He was ashamed that he had let himself question Maxine's character. Certainly she had never let another boy kiss her or touch her breasts. She was sitting beside Thomas Carlyle singing songs because he had a banjo; but very soon now she would come over to Peter and they would wander off together. He mustn't let himself be jealous like this. Peter didn't think that he could trust himself if he should find that Maxine was in any way unfaithful. He thought that he would kill her and then himself, and that people would find them locked in each other's arms.

He would write a verse for their common gravestone which would be inscribed beneath twin turtle doves on pure white marble.

He told himself that he was talking nonsense, that no boy should keep his girl from singing songs and flirting a little. But he lay among the leaves, looking up at the sky and brooding over the loss of this precious day which was to mean so much to them. He had intended to ask her to marry him and had thought out just what he was going to say. He had intended to tell her that first love like theirs was always true love, and how their marriage wouldn't turn out like so many marriages. Their life together was going to be different.

He had envisioned the whole scene over and over. They would be cozily sitting in deep leaves in some protected ravine with nothing but the trees and sky to hear what they were saying. He would pour out his heart, and she would listen with rapt attention and turn up her lips for kisses.

He would tell her of his progress at the factory, and of the house they would have on Shannon's hill. They would talk about their children, and about life together after they were married. It was to have been an idyllic day. And now, a gaunt, freckle-faced, banjo-strumming young fool had spoiled it all. Peter felt like going over and pushing the boy in the face and picking up Maxine as he might a child and carrying her away. It would be easy to do. She was as light as a feather and always tripped along as though she were made of thistle down. Her flesh was like thistle down too. It made his head whirr to think of her soft flesh.

Always, always something came between Peter and happiness. He had been brooding and miserable for as long as he could remember, with only now and then a moment of intense happiness to repay him for his misery.

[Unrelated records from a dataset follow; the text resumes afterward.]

PR #511, opened 2026-06-10
fix(combat): persist BSF_AUTO_CYCLING across relog via sgw_player.state_field (#412)

### LINKED ISSUE #412: BSF_AUTO_CYCLING bit not persisted across relog
## Summary

`BSF_AUTO_CYCLING` (bit 1 of `state_field`) is not persisted across logins. On the user's first attack post-relog, the auto-cycle loop doesn't kick in until they manually fire once — same symptom as a fresh login where they've never pressed the auto-cycle button.

## Evidence

- `grep -rn "state_field.*save\|state_field.*persist\|sgw_player.*state_field" crates/services/src/base/world_entry/methods/player_load/` returns zero hits
- No SQL column for `state_field` in `db/sgw/` schema
- `state_field` is initialised in `CellEntity::new` to `0`, and on world entry never gets restored from any saved source

Other state-field bits are intentionally transient (`BSF_DEAD`, `BSF_MOVEMENT_LOCK`, `BSF_IN_COMBAT`), but `BSF_AUTO_CYCLING` is a player preference toggle — the original game persisted it.

## Fix shape

1. Add `state_field INT` column to `sgw_player` (migration in `db/scripts/`)
2. Read/write the bit in player save/load path
3. Only persist the user-preference bits — `BSF_AUTO_CYCLING` is the only one today, but the mask could grow
4. On load, restore the masked bits onto `entity.state_field` so the auto-cycle tick loop sees the flag set

## Acceptance

After implementation: enable auto-cycle, log out, log back in, first attack triggers the auto-cycle loop without needing a second click.

## Estimate

~3hr — schema migration + save/load wiring + 2 tests (one round-trip, one ensuring transient bits like BSF_DEAD aren't accidentally persisted).

## Related

- PR #410 — observability work that surfaced this. The user explicitly authorized "all cooldowns reset on world entry" which lines up with the relog-is-a-fresh-start philosophy — but explicit player-preference bits should still round-trip.

## Confidence

**High** on the diagnosis (zero code path persists `state_field`). **High** on the fix being mechanical.

BangRocket:
Closes #412.

> **Stacked on #510** (`fix/411-mission-offer-guard`) — the two changes share edits in `player_init.rs`. Merge #510 first; this PR's diff against its base branch is pure #412.

## What

`BSF_AUTO_CYCLING` (bit 1 of `state_field`) is a player preference toggle, but nothing persisted `state_field` — so after a relog the auto-cycle loop never armed until the player pressed the button again. This implements the fix shape from the issue:

1. **Schema**: `sgw_player.state_field INTEGER NOT NULL DEFAULT 0` (+ non-negative CHECK), with an idempotent migration in [db/scripts/add_player_state_field.sql](db/scripts/add_player_state_field.sql).
2. **Preference mask**: `PERSISTED_STATE_FIELD_MASK` in `cell/combat/state.rs` — `BSF_AUTO_CYCLING` alone today; growing the persisted set is a one-line change. Both the cell-side send and the base-side DB write mask with it, so transient combat bits (`BSF_Dead`, `BSF_InCombat`, `BSF_MovementLock`) can never reach durable state.
3. **Write path**: the explicit `setAutoCycle` toggle sends a new `CellToBaseMsg::StateFieldUpdate`; a new `cell_dispatch/state_field.rs` handler persists the masked value (same split as `SystemOptionsUpdate`). In-combat auto-clears (target death, manual fire of a different ability, `AF_DEACTIVATE_AUTO_CYCLE`) deliberately do **not** persist — the stored value tracks the player's deliberate button choice, not loop mechanics.
4. **Read path**: `InitPlayerState` carries `state_field` from the hydrate query; the handler masks again, ORs the bits onto `CellEntity::state_field` (raw `|=` per the single-source-flag rule in `auto_cycle.rs`), re-arms `abilities.auto_cycle`, and re-broadcasts `onStateFieldUpdate` so the client's gun-icon highlight survives the relog.

## Acceptance (issue #412)

Enable auto-cycle → relog → the restored `abilities.auto_cycle = true` means the first attack enters `arm_auto_cycle` and the server-driven re-fire loop starts — no second button press. The loop's ability stash stays empty until that first commit, by design (the wire payload carries no ability id).

## Tests

All revert-verified (each guard fails with its fix line neutered — 3 revert directions checked):

- **Toggle persist** (`world/tests.rs`): enable sends exactly one `StateFieldUpdate` with masked bits (a live `BSF_InCombat` riding the same value must be stripped); disable persists the cleared bit.
- **Login restore** (`player_init.rs`): persisted bit restores onto the entity + re-arms the loop flag + re-broadcasts `onStateFieldUpdate`; a corrupt row carrying `BSF_Dead | BSF_InCombat | BSF_MovementLock` restores **nothing** (a dead, movement-locked spawn is the failure shape the mask prevents); `state_field = 0` adds no packet to the login burst.
- **Live-DB** (`cell_dispatch/state_field.rs`, sentinel range `0x7000_1700`): fresh-row default 0 → enable → disable round-trip; unmasked mid-fight value stores only the auto-cycle bit; missing-row persist emits the documented `warn!` (LogCapture, per the negative-logging convention). These run in CI's live-DB job (no local Postgres on this dev machine).

## Docs

- [docs/architecture/state-field-bits.md](docs/architecture/state-field-bits.md) — new "Persistence across relogs" section (which bits persist, write/read contracts, why auto-clears don't persist).
- [docs/gameplay/combat-system.md](docs/gameplay/combat-system.md) — auto-cycle row notes the persistence.
- Schema comment on the new column + migration header explain the mask discipline in place.

### DIFF
--- a/.github/instructions/content-chains.instructions.md
+++ b/.github/instructions/content-chains.instructions.md
@@ -31,6 +31,17 @@ Every `op: "|"` (set) needs a matching `op: "~"` (clear) on the chain that compl
 
 For mission progression, also add a `player_loaded`-triggered chain that re-applies the bit for active steps. Interaction flags don't persist on the entity across server restart, so without restoration a relog mid-mission breaks interactivity. Worked example: chains 1045/1046 in `castle_cellblock_chains.sql` restore HackTheRings_Switch's bit based on which step is active.
 
+## Mission grants must gate on `not_active`
+
+Every chain whose actions include `accept_mission` must carry a
+`mission_status <id> eq not_active` condition (see chain 1001 for the
+canonical shape). Since #411 the server also refuses re-accepts
+authoritatively (`accept_mission`'s offer guard: already-active,
+failed-without-`can_repeat_on_fail`, or completed past `num_repeats`),
+so a missing gate no longer corrupts saved mission rows — but it still
+fires the chain's *other* actions (dialogs, highlights) spuriously, so
+the condition remains a review requirement.
+
 ## Inventory consumption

All his life he had worried about good and evil, about God and hell, about his features, his clothes, what people were thinking of him, and whether he would ever amount to anything. And now that he was in love he was experiencing a deeper and more exquisite misery than he could have imagined possible.

Maxine! Maxine!

But here she came at last, all radiant and smiling, her cheeks as red as apples. His heart leapt up in a moment and all his doubts left him. They walked along the beach, skipped stones on the thin ice and on the open stretches of water, dug a bird's nest out of the high, black banks of peat which skirt the beach to the south of Charley's Bluff. They discovered a little stream and followed its course back through the willows to a clearing where they explored a deserted cabin and a barn still filled with timothy and clover. From the wide door of the loft they could see across the lake to Lake House Point and to the Brailsford farm with its bright red barns and to the great cottonwood tree on Cottonwood Hill.

"You see that big tree," Peter said. "Not a man in the country can climb it, not even my father. But I'm going to climb it some day."